Source data
PR #3533, opened 2025-07-10
[CMAKE] Add CMake scripts to find or fetch protobuf and grpc

### LINKED ISSUE #3554: [CMake] Discovery of grpc_cpp_plugin does not work with ALIAS targets
It would be good if it works like alias target fallback of protoc. I know that the root cause is, from the fact that gRPC's cmake is not well written. But IMO it would be better to have it.

**Describe your environment**

- otel-cpp: latest (tried v1.22.2 and same code in main branch HEAD)
- compiler: GCC 15 (Fedora 42), 11 (RHEL 8)
- cmake: 3.29.x with ninja
- os: linux

**Steps to reproduce**

- Add absl, protobuf, gRPC as FetchContent
- Set `gRPC::` namespaced ALIAS targets to gRPC's
  (as it is not defined so when it is used with add_subdirectory and similar things)
- Configure & build it

I am attaching full cmake usage example all the way below.

Even with non-imported but aliased targets, it would be better to work without problem.

The (path) variable `gRPC_CPP_PLUGIN_EXECUTABLE` which is from `gRPC::grpc_cpp_plugin` becomes empty so protoc step of OTel-gRPC protos fail. 

**Additional context**

It would be better if this gRPC cpp plugin discovery steps

https://github.com/open-telemetry/opentelemetry-cpp/blob/c4068645558eeae5d88e5e67ed4fa3d0b0b2908a/cmake/opentelemetry-proto.cmake#L181-L186

works like this protoc discovery steps.

https://github.com/open-telemetry/opentelemetry-cpp/blob/c4068645558eeae5d88e5e67ed4fa3d0b0b2908a/CMakeLists.txt#L401-L412

And below is the example of CMake-FetchContent usage.

```
    message(STATUS "gRPC: Using FetchContent")
    FetchContent_Declare(
        absl
        GIT_REPOSITORY https://github.com/grpc/grpc.git
        GIT_TAG        v1.39.1
        SOURCE_SUBDIR third_party/abseil-cpp
        EXCLUDE_FROM_ALL
        OVERRIDE_FIND_PACKAGE
    )
    FetchContent_Declare(
        protobuf
        GIT_REPOSITORY https://github.com/grpc/grpc.git
        GIT_TAG        v1.39.1
        SOURCE_SUBDIR third_party/protobuf/cmake
        EXCLUDE_FROM_ALL
        OVERRIDE_FIND_PACKAGE
    )
    FetchContent_Declare(
        gRPC
        GIT_REPOSITORY https://github.com/grpc/grpc.git
        GIT_TAG        v1.39.1
        EXCLUDE_FROM_ALL
        OVERRIDE_FIND_PACKAGE
    )

    set(gRPC_ABSL_PROVIDER "package")
    set(gRPC_PROTOBUF_PROVIDER "package")
    set(ABSL_PROPAGATE_CXX_STD ON)
    set(RE2_BUILD_TESTING OFF)
    set(gRPC_BUILD_TESTS OFF)

    FetchContent_MakeAvailable(absl)
    FetchContent_MakeAvailable(protobuf)
    FetchContent_MakeAvailable(gRPC)

    ## grpc does not offer namespaced targets, so we create them
    add_library(gRPC::grpc++ ALIAS grpc++)
    add_library(gRPC::grpc++_reflection ALIAS grpc++_reflection)
    add_executable(gRPC::grpc_cpp_plugin ALIAS grpc_cpp_plugin)

    FetchContent_Declare(
        opentelemetry-cpp
        GIT_REPOSITORY https://github.com/open-telemetry/opentelemetry-cpp.git
        GIT_TAG v1.22.2
        OVERRIDE_FIND_PACKAGE
    )

    set(WITH_OTLP_GRPC ON)
    set(WITH_OTLP_HTTP ON)
    set(WITH_OTLP_FILE ON)
    set(WITH_NO_DEPRECATED_CODE ON)

    set(BUILD_TESTING OFF)
    set(WITH_EXAMPLES OFF)
    set(WITH_BENCHMARK OFF)
    
    FetchContent_MakeAvailable(opentelemetry-cpp)
```

dbarker:
Fixes #3554

## Changes

- Adds CMake scripts for protobuf and grpc to find installed packages OR fetch from github and build in-tree with otel-cpp
- Test fetching grpc and protobuf in the CI FetchContent test

### DIFF
--- a/.github/workflows/codeql-analysis.yml
+++ b/.github/workflows/codeql-analysis.yml
@@ -37,10 +37,10 @@ jobs:
       run: |
         sudo -E ./ci/setup_ci_environment.sh
     - name: Initialize CodeQL
-      uses: github/codeql-action/init@181d5eefc20863364f96762470ba6f862bdef56b # v3.29.2
+      uses: github/codeql-action/init@d6bbdef45e766d081b84a2def353b0055f728d3e # v3.29.3
       with:
        languages: cpp
     - name: Autobuild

EXERCISE GOAL ::
What is needed is an exact repetition of the lines from the first line of the records through the line containing "It would be better if", both ends included, and nothing more.

OUTPUT OF THE TASK ::
PR #3533, opened 2025-07-10
[CMAKE] Add CMake scripts to find or fetch protobuf and grpc

### LINKED ISSUE #3554: [CMake] Discovery of grpc_cpp_plugin does not work with ALIAS targets
It would be good if it works like alias target fallback of protoc. I know that the root cause is, from the fact that gRPC's cmake is not well written. But IMO it would be better to have it.

**Describe your environment**

- otel-cpp: latest (tried v1.22.2 and same code in main branch HEAD)
- compiler: GCC 15 (Fedora 42), 11 (RHEL 8)
- cmake: 3.29.x with ninja
- os: linux

**Steps to reproduce**

- Add absl, protobuf, gRPC as FetchContent
- Set `gRPC::` namespaced ALIAS targets to gRPC's
  (as it is not defined so when it is used with add_subdirectory and similar things)
- Configure & build it

I am attaching full cmake usage example all the way below.

Even with non-imported but aliased targets, it would be better to work without problem.

The (path) variable `gRPC_CPP_PLUGIN_EXECUTABLE` which is from `gRPC::grpc_cpp_plugin` becomes empty so protoc step of OTel-gRPC protos fail. 

**Additional context**

It would be better if this gRPC cpp plugin discovery steps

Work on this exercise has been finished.